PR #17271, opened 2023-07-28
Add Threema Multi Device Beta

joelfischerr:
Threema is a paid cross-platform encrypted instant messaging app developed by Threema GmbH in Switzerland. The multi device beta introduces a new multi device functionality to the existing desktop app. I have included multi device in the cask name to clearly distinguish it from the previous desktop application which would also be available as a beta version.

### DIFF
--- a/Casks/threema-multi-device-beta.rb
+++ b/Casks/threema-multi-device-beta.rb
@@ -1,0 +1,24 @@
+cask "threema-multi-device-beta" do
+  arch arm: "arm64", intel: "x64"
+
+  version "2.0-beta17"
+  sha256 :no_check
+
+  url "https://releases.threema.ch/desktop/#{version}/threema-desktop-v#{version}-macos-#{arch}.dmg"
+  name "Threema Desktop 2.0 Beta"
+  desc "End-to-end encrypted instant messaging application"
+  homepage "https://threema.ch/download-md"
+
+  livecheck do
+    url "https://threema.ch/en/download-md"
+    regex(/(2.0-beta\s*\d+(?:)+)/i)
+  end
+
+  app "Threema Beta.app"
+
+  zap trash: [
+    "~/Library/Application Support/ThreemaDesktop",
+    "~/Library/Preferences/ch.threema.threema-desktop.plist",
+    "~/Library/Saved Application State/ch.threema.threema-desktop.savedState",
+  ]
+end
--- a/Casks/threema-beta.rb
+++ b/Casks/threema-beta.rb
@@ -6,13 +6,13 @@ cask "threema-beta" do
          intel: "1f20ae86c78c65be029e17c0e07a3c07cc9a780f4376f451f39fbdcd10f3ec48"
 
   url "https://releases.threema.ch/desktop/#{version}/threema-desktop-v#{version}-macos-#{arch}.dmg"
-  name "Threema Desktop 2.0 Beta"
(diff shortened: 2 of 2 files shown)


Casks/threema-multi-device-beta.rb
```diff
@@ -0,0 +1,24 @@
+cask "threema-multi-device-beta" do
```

--*--

TASK – Using the material above, filter for lines holding "Library" and copy each one.

ANSWER SECTION –
+    "~/Library/Application Support/ThreemaDesktop",
+    "~/Library/Preferences/ch.threema.threema-desktop.plist",
+    "~/Library/Saved Application State/ch.threema.threema-desktop.savedState",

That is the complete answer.